### Task brief
Report each line of the data below in which "ClientApp" appears.

### Source data
++++

PR #931, opened 2017-05-12
Add core-js dependency

astegmaier:
When I run webpack on the angular4 branch I get the error:
```
Module not found: Error: Can't resolve 'core-js/shim' in '/Users/Andrew/Projects/angular4-test/ClientApp'
     @ ./ClientApp/boot-server.ts 3:0-23
```
Others have reported the same problem (see #930). It appears that adding core-js to project.json fixes this problem--and that's all this PR does.

### DIFF
--- a/templates/Angular2Spa/package.json
+++ b/templates/Angular2Spa/package.json
@@ -22,6 +22,7 @@
     "aspnet-webpack": "^1.0.17",
     "awesome-typescript-loader": "^3.0.0",
     "bootstrap": "^3.3.7",
+    "core-js": "^2.4.1",
     "css": "^2.2.1",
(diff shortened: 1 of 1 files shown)


SteveSandersonMS:
Thanks for posting this! It turns out the issue was that `boot-server.ts` was assuming `core-js` would be installed, but it was only being installed if you enabled unit tests, because it was `karma` bringing in that dependency.

However, there shouldn't have been a runtime dependency on the full `core-js` package anyway, because it's sufficient just to use `reflect-metadata` like we do in `boot-client.ts`. So rather than adding `core-js` to `package.json`, I'm just going to remove the `core-js` reference from `boot-server.ts`. Hope that's OK!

++++

### Output for this task
Module not found: Error: Can't resolve 'core-js/shim' in '/Users/Andrew/Projects/angular4-test/ClientApp'
     @ ./ClientApp/boot-server.ts 3:0-23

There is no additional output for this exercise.